Simon ‘corecode’ Schubert has updated gcc to version 3.4.6, and Thomas E. Spanjaard has committed ACPI quirks support, which can fix over-fast timer problems when running DragonFly under VMWare, among other things.
Now on UnixReview.com: Examining the Novell Certified Linux Professional 10 Certification, a review of the Komodo IDE (which I can’t get to work on DragonFly, darnit), and a book review of “Cisco Network Admission Control Volume II: NAC Framework Deployment and Troubleshooting“.
Matt Emmerton has ported a number of the *context calls to DragonFly; this should assist with building some 3rd-party software. It has led to some discussion of syscalls and where they need to happen. (Start at the most recent post and read back.)
Virtual kernels seems to be running stable; the branch for the 1.8 release will happen Tuesday after cleanup. While virtual kernels are primarily for development work, there’s other options. (even more options)
Virtual kernel development is proceeding quickly enough that I already have to summarize two days of development. Virtual kernels are able to finish a complete buildworld, at relatively good speed for an unoptimized system a few days old. This will be improved soon, with more room for development. Also, networking is working well, even with multiple virtual network interfaces. Oh, and various stat functions now work too.
Petr Janda wants someone to create a pkgsrc package for mod_cfg_ldap. Any takers?
Sepherosa Ziehau was able to get ping working between a virtual and real host, though Matthew Dillon had trouble with DHCP. Matthew’s status report indicates floating-point works now and a buildworld (a stress test if ever there was one) comes close to completing.
Jonathan Buschmann along with some other folks is taking on the porting of CARP to DragonFly, as a student project. The idea has met with universal acclaim.
Sepherosa Ziehau has already managed to construct a virtual network connection to match virtual kernels, ridiculously quickly.
So, there’s a Gentoo/FreeBSD project, that attempts to graft the two systems together. The lead developer in that project misread the old 4-clause BSD license on some older files, and paniced repeatedly. (It even made it to the howling wasteland.) Of course, the problem is not actually a problem – it’s caused by worry about a clause that was removed years ago. Dru Lavigne has a nice writeup, and Wes Peters summed it up best in comments: “Now everybody get back to work.
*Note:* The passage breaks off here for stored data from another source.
PR #109, opened 2026-06-29
ONB-204: add keyword density page

cmlcz:
Adds a Keyword Density page that shows each keyword's count and density (% of total words) in a table.


sevvalkaplannn (changes requested):
in this task we need to make our project responsive, can you improve the responsive ui too for all pages, you can make your navbar responsive too (maybe it can be hamburger menu)

sevvalkaplannn (changes requested):
ı have some ui/ux comments

1- the navbar is transparent right now and its not that ui/ux friendly

https://github.com/user-attachments/assets/54c900b3-2f15-490c-bc85-b58c74f19300

2- Small screen ui is very good, but for making small screen ui better you changed the larger screen ui and it was better before. And you changed the navbar to only hamburger menu. This task's purpose is implementing a project for all resolutions, but their ui can be differ, for example for small screens use hamburger menu but for larger screens you can keep the old navbar.

3- The components are full width now, but your old ui was better, for only smaller screens you can keep this ui but for larger screens full width components are not ui friendly. The aim of responsive design is being able to implement and create different ui's with css only.

https://github.com/user-attachments/assets/bceb6a49-6f9c-4d37-b4b1-1706e74d56d8

src/components/TheHeader.vue
```diff
@@ -1,9 +1,19 @@
...
 import TheNav from './TheNav.vue';
+
+const mediaQuery = window.matchMedia('(min-width: 768px)');
+const isDesktop = ref(mediaQuery.matches);
+const syncIsDesktop = () => {
+    isDesktop.value = mediaQuery.matches;
+};
+
+onMounted(() => mediaQuery.addEventListener('change', syncIsDesktop));
+onBeforeUnmount(() => mediaQuery.removeEventListener('change', syncIsDesktop));
```
sevvalkaplannn: thanks for your work getting the responsive behavior working, but this doesn't need javascript to detect the screen size. since you're already using tailwind, you can let css handle the responsive layout with its breakpoint utilities like md, lg...

for example, you can render both the desktop navigation and the mobile menu, then use classes like hidden md:flex for the desktop version and flex md:hidden for the mobile version. that removes the need for window.matchMedia, the isDesktop prop, event listeners, and the watcher, making the component simpler and easier to maintain.

src/components/TheNav.vue
```diff
@@ -1,48 +1,70 @@
...
+const activeLinkClass = 'bg-gray-900 text-white shadow-md';
+
 const isOpen = ref(false);
+
+watch(
+    () => props.isDesktop,
+    (isDesktop) => {
+        if (isDesktop) isOpen.value = false;
+    },
+);
```
sevvalkaplannn: javascript should generally only be used when the viewport size affects application logic, in this case, it's only affecting presentation, so tailwinds responsive utilities are the more suitable and enough for this project.

src/pages/keyword-density/KeywordDensity.vue
sevvalkaplannn: I don't think calculateDensity() should be called at the top level of the component, since this is only for the initial state, initialize rows and lastCalculated directly when declaring them. this calculateDensity function should be handled for the button click handler.

sevvalkaplannn (changes requested):

src/components/TheHeader.vue
cmlcz: Yeah you're right, that's the cleaner way to do it. I actually tried the hidden md:flex setup first but the md breakpoints weren't compiling in my local tailwind and vite setup. So the desktop nav never showed up on my end and I went with hamburger navbar for this time. If I figure out what's the problem or what's going on with my environment, I'll switch it

sevvalkaplannn: If you have any questions we can make a huddle 🙌🏻

src/utils/KeywordDensity.js
```diff
@@ -0,0 +1,31 @@
...
+    const countByKeyword = {};
+    for (const word of allWords) {
+        if (stopWords.includes(word)) continue;
+        countByKeyword[word] = (countByKeyword[word] || 0) + 1;
+    }
+
+    const keywordsByCount = {};
+    for (const [keyword, count] of Object.entries(countByKeyword)) {
+        (keywordsByCount[count] ??= []).push(keyword);
+    }
```
sevvalkaplannn: keywordsByCount object makes the implementation a bit harder to follow, since the final output is just grouped by count, you can use map instead of creating two separate objects

sevvalkaplannn (commented):
good work, I just left a little suggestion. By the way your menu looks very good now, you don't need to change it, just you can rename the file name since its not navbar anymore its menu.

src/components/TheHeader.vue
cmlcz: I'll take another look at it, after that we can make a huddle

sevvalkaplannn (approved):
good work 🙌🏻

PR #111, opened 2026-07-01
ONB-205: add light/dark theme and pinia stores

cmlcz:
Adds a light/dark theme toggle and introduces Pinia for shared state. The input text is now shared between the Keyword Generator and Keyword Density pages through a store.

### DIFF
--- a/src/components/TheHeader.vue
+++ b/src/components/TheHeader.vue
@@ -1,6 +1,8 @@
 <script setup>
 import TheMenu from './TheMenu.vue';
 import { useThemeStore } from '@/stores/theme';
+import sunIcon from '@/assets/sun.svg';
+import moonIcon from '@/assets/moon.svg';
 
 const theme = useThemeStore();
 </script>
@@ -14,13 +16,7 @@ const theme = useThemeStore();
             class="flex h-11 w-11 items-center justify-center rounded-full border border-gray-200/80 bg-white/80 text-gray-700 shadow-lg backdrop-blur-md transition hover:bg-gray-100 active:scale-95"
             @click="theme.toggle"
         >
-            <svg v-if="theme.isDark" class="w-5 h-5" fill="none" stroke="currentColor" stroke-width="2" viewBox="0 0 24 24">
-                <circle cx="12" cy="12" r="4"/>
-                <path stroke-linecap="round" d="M12 2v2M12 20v2M4.93 4.93l1.41 1.41M17.66 17.66l1.41 1.41M2 12h2M20 12h2M6.34 17.66l-1.41 1.41M19.07 4.93l-1.41 1.41"/>
-            </svg>
-            <svg v-else class="w-5 h-5" fill="none" stroke="currentColor" stroke-width="2" viewBox="0 0 24 24">
-                <path stroke-linecap="round" stroke-linejoin="round" d="M21 12.79A9 9 0 1 1 11.21 3 7 7 0 0 0 21 12.79z"/>
-            </svg>
+            <img :src="theme.isDark ? sunIcon : moonIcon" class="w-5 h-5" alt="">
         </button>
     </header>
 </template>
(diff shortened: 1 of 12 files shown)


sevvalkaplannn (commented):
1- I think 1, 2 and 3-gram options can be selected as default. 

https://github.com/user-attachments/assets/f6c90951-575f-4acb-8dc4-87515e3e6c0e

2- When user selects 2,7 and 8-gram, we should show all of the selected n-gram in the keyword generator page, for example in the below image we can show 2 7 and 8 on the results part but we can write empty text for 7 and 8, in this current version we are seeing 3 options as selected but in result we only see one.

Image

sevvalkaplannn (changes requested):
1- there is a bug on keyword-generator page, we are not able to click the generate button on first load
https://github.com/user-attachments/assets/1fbb7161-e426-49fc-ae70-bef4115dbf83

sevvalkaplannn (commented):
you can add "No n-gram result" text or another text to expanded version of empty n-gram's for example when we expanded the 7 and 10gram we should see empty case text

Image

src/components/TheHeader.vue
```diff
@@ -1,9 +1,26 @@
...
+            class="flex h-11 w-11 items-center justify-center rounded-full border border-gray-200/80 bg-white/80 text-gray-700 shadow-lg backdrop-blur-md transition hover:bg-gray-100 active:scale-95"
+            @click="theme.toggle"
+        >
+            <svg v-if="theme.isDark" class="w-5 h-5" fill="none" stroke="currentColor" stroke-width="2" viewBox="0 0 24 24">
+                <circle cx="12" cy="12" r="4"/>
+                <path stroke-linecap="round" d="M12 2v2M12 20v2M4.93 4.93l1.41 1.41M17.66 17.66l1.41 1.41M2 12h2M20 12h2M6.34 17.66l-1.41 1.41M19.07 4.93l-1.41 1.41"/>
+            </svg>
+            <svg v-else class="w-5 h-5" fill="none" stroke="currentColor" stroke-width="2" viewBox="0 0 24 24">
+                <path stroke-linecap="round" stroke-linejoin="round" d="M21 12.79A9 9 0 1 1 11.21 3 7 7 0 0 0 21 12.79z"/>
+            </svg>
```
sevvalkaplannn: can you add these svg's into your project's assets folder, after doing it you can use here by importing those files

src/stores/theme.js
```diff
@@ -0,0 +1,15 @@
...
+
+export const useThemeStore = defineStore('theme', () => {
+    const isDark = ref(localStorage.getItem('theme') === 'dark');
+
+    watch(isDark, (dark) => {
+        document.documentElement.classList.toggle('dark', dark);
+        localStorage.setItem('theme', dark ? 'dark' : 'light');
+    }, { immediate: true });
+
+    const toggle = () => (isDark.value = !isDark.value);
```
sevvalkaplannn:
```suggestion
    const toggle = () => (isDark.value = !isDark.value);

    watch(isDark, (dark) => {
        document.documentElement.classList.toggle('dark', dark);
        localStorage.setItem('theme', dark ? 'dark' : 'light');
    }, { immediate: true });
```
in the composition API, the execution order of the code depends on where it is defined. To improve readability and ensure smooth operation within the `<script setup>` block, the logical order from top to bottom is generally `Import -> Props/Emits -> State -> Computed -> Methods -> Watch -> Lifecycle Hooks`

sevvalkaplannn (changes requested):
1- Can you add copy to clipboard button into your keyword-density table, it should give us csv formatted table data.

sevvalkaplannn (approved):
good work 🚀

sevvalkaplannn (commented):
fyi your last commit is not a feat commit, it is chore too. Feat is more like a commit tag for bigger improvements

PR #112, opened 2026-07-02
feat(ONB-205): Pinia store is implemented.

okayhamamci:
Input of density and generator page matches from now on with these minor details. If user does not any input to the keyword generator, constant text appears on keyword density. If user passes to keyword generator again without writing anything to the keyword density, input area of keyword generator appears empty instead of constant text on the keyword density.


sevvalkaplannn (changes requested):
can you make dark/light theme into your project by using pinia store too, by doing it we can improve the ui of the project and its a good practice to use pinia too 🙌🏻

src/pages/keyword-density/KeywordDensity.vue
```diff
@@ -1,12 +1,14 @@
...
+import { storeToRefs } from 'pinia';
+import { useKeywordStore } from '../../stores/keywordStore';
 import { MaTextarea, MaButton, MaCheckbox2 as MaCheckbox, MaNotification } from '@mobileaction/action-kit';
 import { processKeywordDensity } from '../../utils/calculateDensity';
 import { AgGridVue } from 'ag-grid-vue3';
 
-const STATIC_PARENT_TEXT = 'Our Keyword Counter tool lets you count how many times keywords are repeated in any text, and also calculates the density of these keywords. The keyword density is the percentage of times a keyword appears in a text compared to the total number of words in that text. Simply write or paste your text here and hit "count".';
-
-const inputText = ref(STATIC_PARENT_TEXT);
+const store = useKeywordStore();
```
sevvalkaplannn:
```suggestion
const keywordStore = useKeywordStore();
```

src/pages/keyword-density/KeywordDensity.vue
```diff
@@ -1,12 +1,14 @@
 <script setup>
 import { ref, computed } from 'vue';
+import { storeToRefs } from 'pinia';
+import { useKeywordStore } from '../../stores/keywordStore';
```
sevvalkaplannn:
```suggestion
import { useKeywordStore } from '@/stores/keywordStore';
```
we can use the imports with .../ parent directory paths but this full path usage is more readable, can you change your imports of all of the files in this project to this module path alias usages.

src/pages/keyword-density/KeywordDensity.vue
sevvalkaplannn: naming is everything for us, in some components we need to use more than one store, so for that cases we need to get used to writing everything readable and understandable

src/pages/keyword-density/KeywordDensity.vue
```diff
@@ -1,12 +1,14 @@
...
 import { MaTextarea, MaButton, MaCheckbox2 as MaCheckbox, MaNotification } from '@mobileaction/action-kit';
 import { processKeywordDensity } from '../../utils/calculateDensity';
 import { AgGridVue } from 'ag-grid-vue3';
 
-const STATIC_PARENT_TEXT = 'Our Keyword Counter tool lets you count how many times keywords are repeated in any text, and also calculates the density of these keywords. The keyword density is the percentage of times a keyword appears in a text compared to the total number of words in that text. Simply write or paste your text here and hit "count".';
-
-const inputText = ref(STATIC_PARENT_TEXT);
+const store = useKeywordStore();
+store.initDensityText();
+const { sharedInputText: inputText } = storeToRefs(store);
```
sevvalkaplannn: storeToRefs is not needed here because the store only exposes a single ref (sharedInputText), in a pinia setup store, refs are already reactive and are automatically unwrapped when accessed through the store, so you can simply use 

const inputText = keywordStore.sharedInputText;

src/pages/keyword-generator/KeywordGenerator.vue
```diff
@@ -1,8 +1,16 @@
 <script setup>
 import { ref, computed } from 'vue';
+import { storeToRefs } from 'pinia';
```
```suggestion
```
its not used in this file

src/pages/keyword-generator/KeywordGenerator.vue
```diff
@@ -1,8 +1,16 @@
...
+import { useKeywordStore } from '../../stores/keywordStore';
 import { processKeywords } from '../../utils/keywordGeneratorActions';
 import { MaTextarea, MaSelect2 as MaSelect, MaBadge, MaButton, MaCheckbox2 as MaCheckbox, MaCard, MaEmpty, MaNotification } from '@mobileaction/action-kit';
-const sourceDescriptionText = ref('');
+
+const store = useKeywordStore();
+const sourceDescriptionText = computed({
+    get: () => store.sharedInputText === store.STATIC_PARENT_TEXT ? '' : store.sharedInputText,
+    set: (val) => { store.sharedInputText = val; }
+});
```
sevvalkaplannn: the computed getter/setter isn't needed here. sharedInputText is already a writable ref in the pinia store, so you can bind it directly to the textarea instead of wrapping it in a computed property.


```suggestion
const sourceDescriptionText = store.sharedInputText;
```

src/stores/keywordStore.js
```diff
@@ -0,0 +1,20 @@
...
+    function initDensityText() {
+        if (!sharedInputText.value) {
+            sharedInputText.value = STATIC_PARENT_TEXT;
+        }
+    }
+
+    return {
+        sharedInputText,
+        STATIC_PARENT_TEXT,
+        initDensityText
```
sevvalkaplannn: you don't need to return what you won't gonna use in the components, as far as I see you only use sharedInputText, so you can delete the other returns
```suggestion
        sharedInputText,
```

sevvalkaplannn (changes requested):
1- Below empty case can be MaEmpty from actionkit.

Image

sevvalkaplannn (commented):
this commit is not a feat commit, its a refactor fyi

src/pages/keyword-density/KeywordDensity.vue
```diff
@@ -73,35 +96,34 @@ const copyToClipboard = async () => {
...
                 </div>
             </div>
 
             <div class="w-full lg:w-1/2 flex flex-col gap-4">
-                <div v-if="keywordStats.length === 0" class="border border-gray-200 rounded-lg p-8 text-center text-gray-500 text-sm bg-white shadow-sm">
-                    No keywords to display. Enter text and calculate density.
-                </div>
-                <div v-else class="ag-theme-alpine w-full shadow-sm rounded-lg overflow-hidden border border-gray-200">
+                <MaEmpty v-if="keywordStats.length === 0" description="No keywords to display. Enter text and calculate density." class="dark:invert dark:hue-rotate-180"></MaEmpty>
+                <div v-else class="ag-theme-alpine w-full shadow-sm rounded-lg overflow-hidden border border-gray-200 dark:invert dark:hue-rotate-180">
```
sevvalkaplannn:
```suggestion
                <div v-else class="w-full shadow-sm rounded-lg overflow-hidden border border-gray-200 dark:invert dark:hue-rotate-180">
```

sevvalkaplannn (changes requested):
Instead of adding dark css to each components, you can change your src/main.css file to behave for dark theme, in this version like in below video there are some problems with empty cases and above the header. 
 
https://github.com/user-attachments/assets/f0b7291f-7b79-4884-82c4-435c956ed008

sevvalkaplannn (commented):
Instead of dark/light button you can use [MaSwitch](https://mobileaction.github.io/action-kit/?path=/docs/core-maswitch--docs) from actionkit

src/pages/keyword-density/KeywordDensity.vue
```diff
@@ -1,17 +1,35 @@
...
 const shouldRemoveStopWords = ref(false);
-const totalCharacters = computed(() => inputText.value.length);
-const hasInput = computed(() => inputText.value.trim().length > 0);
+const totalCharacters = computed(() => keywordStore.sharedInputText.length);
+const hasInput = computed(() => keywordStore.sharedInputText.trim().length > 0);
+
+const lastCalculatedState = ref({
+    text: null,
+    removeStopWords: null
+});
```
sevvalkaplannn:
```suggestion
});

```

src/style.css
```diff
@@ -1 +1,72 @@
...
+
+.ma-card h1,
+.ma-card h2,
+.ma-card h3,
+.ma-card h4,
+.ma-card h5,
+.ma-card h6,
+.ma-card [class*="title"] {
+    @apply !text-black;
+}
```
sevvalkaplannn:
```suggestion
html.dark {
    background: #fff;
    filter: invert(1) hue-rotate(180deg);
}
```
you can simply apply it like that

src/components/TheNav.vue
```diff
@@ -1,16 +1,33 @@
...
+];
+
+const currentTheme = computed({
+    get: () => themeStore.isDarkMode ? 'dark' : 'light',
+    set: (val) => {
+        if ((val === 'dark') !== themeStore.isDarkMode) {
+            themeStore.toggleTheme();
+        }
+    }
+});
```
sevvalkaplannn: this computed get/set wrapper isn't needed, whole point of a pinia store is to be the single source of truth you read/write directly wrapping it in a local computed just to translate 'dark'/'light' to boolean adds a layer that has to stay in sync with the store for no benefit. Instead of this you can add a setTheme(isDark) action to the store and bind directly with :active and @update:active, no local computed needed.

src/pages/keyword-density/KeywordDensity.vue
```diff
@@ -1,17 +1,35 @@
...
+const keywordStore = useKeywordStore();
+
 const STATIC_PARENT_TEXT = 'Our Keyword Counter tool lets you count how many times keywords are repeated in any text, and also calculates the density of these keywords. The keyword density is the percentage of times a keyword appears in a text compared to the total number of words in that text. Simply write or paste your text here and hit "count".';
 
-const inputText = ref(STATIC_PARENT_TEXT);
+onMounted(() => {
+    if (!keywordStore.sharedInputText) {
+        keywordStore.sharedInputText = STATIC_PARENT_TEXT;
+    }
+});
```
sevvalkaplannn: initialize it inside the store you don't need onMounted in here when you initialize it on store

src/pages/keyword-density/KeywordDensity.vue
```diff
@@ -1,17 +1,35 @@
...
+import { ref, computed, onMounted } from 'vue';
+
+import { useKeywordStore } from '@/stores/keywordStore';
+import { MaTextarea, MaButton, MaCheckbox2 as MaCheckbox, MaNotification, MaEmpty } from '@mobileaction/action-kit';
+import { processKeywordDensity } from '@/utils/calculateDensity';
 import { AgGridVue } from 'ag-grid-vue3';
 
+const keywordStore = useKeywordStore();
+
 const STATIC_PARENT_TEXT = 'Our Keyword Counter tool lets you count how many times keywords are repeated in any text, and also calculates the density of these keywords. The keyword density is the percentage of times a keyword appears in a text compared to the total number of words in that text. Simply write or paste your text here and hit "count".';
```
sevvalkaplannn: you have it on keywordStore too, it is duplicated now, use it directly from store

src/stores/keywordStore.js
```diff
@@ -0,0 +1,18 @@
...
+export const useKeywordStore = defineStore('keyword', () => {
+    const sharedInputText = ref('');
+
+    const STATIC_PARENT_TEXT = 'Our Keyword Counter tool lets you count how many times keywords are repeated in any text, and also calculates the density of these keywords. The keyword density is the percentage of times a keyword appears in a text compared to the total number of words in that text. Simply write or paste your text here and hit "count".';
+
+    function initDensityText() {
+        if (!sharedInputText.value) {
+            sharedInputText.value = STATIC_PARENT_TEXT;
+        }
+    }
```
sevvalkaplannn: it is not used, you can remove it

src/stores/keywordStore.js
```diff
@@ -0,0 +1,18 @@
...
+
+    return {
+        sharedInputText
+    };
```
sevvalkaplannn, line 87: a store should expose actions instead, setInputText(text), clearInput(), resetDefaultText() instead of every component changing refs directly you can add them to store

src/pages/keyword-generator/KeywordGenerator.vue
```diff
@@ -13,13 +17,25 @@ const nGramOptions = Array.from({ length: MAX_NGRAM_SIZE }, (_, i) => ({
...
 const generatedKeywordNGrams = ref([]);
-const hasInput = computed(() => sourceDescriptionText.value.trim().length > 0);
+const hasInput = computed(() => keywordStore.sharedInputText.trim().length > 0);
 const hasGeneratedKeywords = computed(() => generatedKeywordNGrams.value.length > 0);
 
+const lastGeneratedState = ref({
+    text: null,
+    removeStopWords: null,
+    nGrams: null
+});
```
```suggestion
});

```

src/pages/keyword-generator/KeywordGenerator.vue
```diff
@@ -13,13 +17,25 @@ const nGramOptions = Array.from({ length: MAX_NGRAM_SIZE }, (_, i) => ({
...
+const hasStateChanged = computed(() => {
+    const currentNGrams = [...selectedNGrams.value].sort().join(',');
+    return keywordStore.sharedInputText !== lastGeneratedState.value.text ||
+           shouldRemoveStopWords.value !== lastGeneratedState.value.removeStopWords ||
+           currentNGrams !== lastGeneratedState.value.nGrams;
+});
+
```
sevvalkaplannn: this used in both generator and density I guess, we can do it on store, we need to handle that kind of common implementation on store

sevvalkaplannn (changes requested):

sevvalkaplannn (approved):
good work 🚀

PR #113, opened 2026-07-02
ONB-201: Implement keyword generator

emiraydin10:
Implemented the ONB-201 keyword generator inside src/pages/keyword-generator/KeywordGenerator.vue.

This PR adds:

- Text input for user-provided content
- Input cleaning before keyword generation
- Unique 1-gram, 2-gram, and 3-gram keyword generation
- Duplicate removal with Set
- Result sections for each n-gram type
- A small refactor to render keyword sections dynamically with v-for

Implementation details:

- The first commit adds the working ONB-201 functionality.
- The second commit refactors the result rendering by introducing a computed keywordSections array.
- This avoids repeating almost the same template block for 1-Gram, 2-Gram, and 3-Gram sections.

---
I addressed the review feedback.

Changes:
- Derived hasGenerated from generated keyword sections using computed.
- Added a short explanation for the Unicode regex.
- Verified with yarn lint and yarn build.

### DIFF
--- a/src/pages/keyword-generator/KeywordGenerator.vue
+++ b/src/pages/keyword-generator/KeywordGenerator.vue
@@ -1,5 +1,5 @@
 <script setup>
-import { ref } from 'vue';
+import { computed, ref } from 'vue';
 
 const userInput = ref('');
 const generatedKeywords = ref({
@@ -8,6 +8,20 @@ const generatedKeywords = ref({
     threeGram: [],
 });
 const hasGenerated = ref(false);
+const keywordSections = computed(() => [
+    {
+        title: '1-Gram',
+        keywords: generatedKeywords.value.oneGram,
+    },
+    {
+        title: '2-Gram',
+        keywords: generatedKeywords.value.twoGram,
+    },
+    {
+        title: '3-Gram',
+        keywords: generatedKeywords.value.threeGram,
+    },
+]);
 
 const cleanInput = (input) => input
     .toLowerCase()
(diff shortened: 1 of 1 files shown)


src/pages/keyword-generator/KeywordGenerator.vue
```diff
@@ -1,9 +1,114 @@
...
+import { computed, ref } from 'vue';
+
+// Store the input and generated keyword groups as reactive state.
+const userInput = ref('');
+const generatedKeywords = ref({
+    oneGram: [],
+    twoGram: [],
+    threeGram: [],
+});
+const hasGenerated = ref(false);
```
emrekaansurgun: The `hasGenerated` flag works, but consider whether you really need it as a separate piece of state. Since `generatedKeywords` starts with empty arrays, you could derive this information instead:

```js
const hasGenerated = computed(() =>
  keywordSections.value.some(s => s.keywords.length > 0)
);
```

This way there's one less thing to keep in sync, if you ever reset the keywords, you don't need to remember to also reset `hasGenerated`. This pattern is called "derived state" and it's a core principle in Vue: if something can be computed from existing state, prefer `computed` over a separate `ref`. That said, your current approach is explicit and easy to read, so it's not wrong!

src/pages/keyword-generator/KeywordGenerator.vue
```diff
@@ -1,9 +1,114 @@
...
+        keywords: generatedKeywords.value.twoGram,
+    },
+    {
+        title: '3-Gram',
+        keywords: generatedKeywords.value.threeGram,
+    },
+]);
+
+// Normalize the input into lowercase words separated by single spaces.
+const cleanInput = (input) => input
```
emrekaansurgun, line 32: One small thing: the regex `/[^\p{L}\p{N}]+/gu` uses Unicode property escapes (`\p{L}` for any letter, `\p{N}` for any number). This is great for international text support. It's worth adding an inline comment explaining *why* you chose this over a simpler `/[^a-z0-9]+/g`, so future readers understand the intent:

```js
// \p{L} matches any Unicode letter, \p{N} any Unicode number (u flag enables Unicode mode).
// This ensures non-ASCII input (e.g. Turkish, Arabic) is handled correctly.
.replace(/[^\p{L}\p{N}]+/gu, ' ')
```

emrekaansurgun (approved):

src/pages/keyword-generator/KeywordGenerator.vue
emiraydin10: Addressed, thank you.

src/pages/keyword-generator/KeywordGenerator.vue
emiraydin10: Addressed, thank you.

emiraydin10:
I addressed the review feedback.

Changes:
- Derived hasGenerated from generated keyword sections using computed.
- Added a short explanation for the Unicode regex.
- Verified with yarn lint and yarn build.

This is a 7-year-old nonissue…”
Matthew Dillon reports it is now possible to boot a virtual kernel and log in using that virtual system. The big remaining step (other than bugfixing) is a virtual network interface.
Matthew Dillon is renaming some I/O calls. It shouldn’t cause major problems, but as always, make sure to do a complete buildworld/buildkernel when next upgrading your bleeding-edge system.
Matthew Dillon is making trapframe changes – it will require a complete buildworld if you are following bleeding edge code. Read his post for more details.
Matthew Dillon posted more and more about his vkernel progress, including build instructions. Further discussion described the vkernel work as similar to User Mode Linux, with the potential for acceleration.
Matthew Dillon has posted a list of what remains on his virtual kernel work, along with the news that it can partially boot – see his post for the progress. It should be ready shortly after the next release. If you want to help, one of the needed things is a virtual network interface, perhaps similar to Qemu’s tap.
TLS system calls are being renamed by Matthew Dillon. If you’re running HEAD (bleeding edge code), this will require both a kernel and world rebuild on your next update.
The Register has an interesting old story that describes (and links to more of the story) how Bill Joy put together vi. (Thanks, duplicate postville)
Pkgsrc version 2006Q4, a ‘known stable’ release, has been announced. It’s available through cvs, and Joerg’s binary archive should be updated soon to match the new packages.
Jeremy C. Reed wrote in to announce a new book. He’s created this wiki for the purpose of writing the “Quick Guide to BSD Administration”, which uses the BSDA Certification Requirements Document as a guideline. There’s regularly generated PDFs to show progress.